I am builduing a network, that splits strings into words, words into characters, embeds each character and then computes a vector represenation of this string by aggregating characters into words and words into string. Aggregation is performed with bidirectional gru layer with attention.
To test this thing, let's say I am interested in 5 words and 5 characters in this string. In this case my transformation is:
["Some string"] -> ["Some","strin","","",""] ->
["Some_","string","_____","_____","_____"] where _ is the padding symbol ) ->
[[1,2,3,4,0],[1,5,6,7,8],[0,0,0,0,0],[0,0,0,0,0],[0,0,0,0,0]] (shape 5x5)

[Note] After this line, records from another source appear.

PR #3080, opened 2023-06-19
Add a cache to speed up get_el_sp

v1kko:
Uses functools.cache to speed up the conversion of arbitrary objects into Element | Species | DummySpecies.

- One thing to keep in mind is that returned objects are not necessarily unique anymore, they could be returned again through the cache.
- Arguments to `get_el_sp` must be `Hashable`, luckily this seems to be the case

## Summary

Major updates:

- feature 1: massive speed up for get_el_sp

## Checklist

Ensure:

- [x] All tests and linting pass.

Tip: Install `pre-commit` hooks to auto-check before every commit:

```sh
pip install -U pre-commit
pre-commit install
```

### DIFF
--- a/pymatgen/core/periodic_table.py
+++ b/pymatgen/core/periodic_table.py
@@ -1562,7 +1562,7 @@ class DummySpecie(DummySpecies):
     to maintain backwards compatibility.
     """
 
-
+@functools.cache
 def get_el_sp(obj) -> Element | Species | DummySpecies:
     """
     Utility method to get an Element or Species from an input obj.
--- a/pymatgen/core/periodic_table.py
+++ b/pymatgen/core/periodic_table.py
@@ -1562,6 +1562,7 @@ class DummySpecie(DummySpecies):
     to maintain backwards compatibility.
     """
 
+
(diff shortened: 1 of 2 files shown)


janosh:
> One thing to keep in mind is that returned objects are not necessarily unique anymore, they could be returned again through the cache.

This sounds like a foot gun we should stay away from. Could you describe your motivation for this change? Maybe there's a safer way to go about this.

janosh:
Closing this as stale for now. Feel free to report back and we can reopen/discuss further.

shyuep:
Element and Species are immutables. If this has a clear speed up, it should be fine.

janosh:
Species are immutable?

```py
from pymatgen.core import Species

sp = Species("Fe2+", properties={"spin": 5})
sp.spin
>>> 5

sp.spin = 4
sp.spin
>>> 4
```

shyuep:
They are *supposed* to be. That is the reason why this change has zero failures across pymatgen. If you really want to enforce strict immutability, then Species should be changed to a dataclass.

PR #3086, opened 2023-06-21
Fix hill_formula Composition property

amkrajewski:
## Summary

This PR fixes an error in the **hill_formula** property of the Composition object, which occurs in cases where C, H, and other element/s with symbol ordering alphabetically before H are present at the same time. In such a case, H should be placed directly after C, but this is not implemented nor tested in the current version.

- Fixed the property to match the description.
- Implemented additional tests.

Sidenote: @ml-evs This fix should help eliminate compatibility issues with the OPTIMADE _chemical_formula_hill_ field (except for the presence/lack of empty spaces).


janosh (approved):
Nice work! Thanks for the detailed description and new tests! 👍

PR #3095, opened 2023-06-23
Move `get_zmatrix` from `GaussianInput` to `Molecule`

### LINKED ISSUE #3090: Z-matrix representation
I am currently using some pymatgen parts that I hadn't used before. As far as I see, we currently have an option for a z-matrix representation as part of the Gaussian output generation: https://github.com/materialsproject/pymatgen/blob/f90929f75b27fe1d06faa4e2a5f44654009b98b0/pymatgen/io/gaussian.py#L383-L413

I wonder if this wouldn't be a good convenience method for molecule as this is also used in other quantum-chemical codes.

Next I have an embedding layer that turns every character into an embedding vector of length, let's say 6. So my feature becomes a 5x5x6 matrix. Then I pass this output to bidirectional gru layer and perform some other manipulations that are not important in this case, I believe.
The problem is that when I run it with an iterator, like
for string in strings:
output = model(string)
it seems to be working just fine (strings is a tf Dataset created from slices of 5x5), so it is a bunch of 5 by 5 matrices.
However when I pass over to training, or working at the dataset level with functions like predict, the model fails:
model.predict(strings.batch(1))
ValueError: Input 0 of layer bidirectional is incompatible with the layer: expected ndim=3, found ndim=4. Full shape received: (None, 5, 5, 6)
As far as I understand from documentation, the bidirectional layer takes 3d tensor as an input: [batch, timesteps, feature], so in this case my input shape should look like: [batch_size,timesteps,(5,5,6)]
So the question is which transformation should I apply to the input data to get this kind of shape?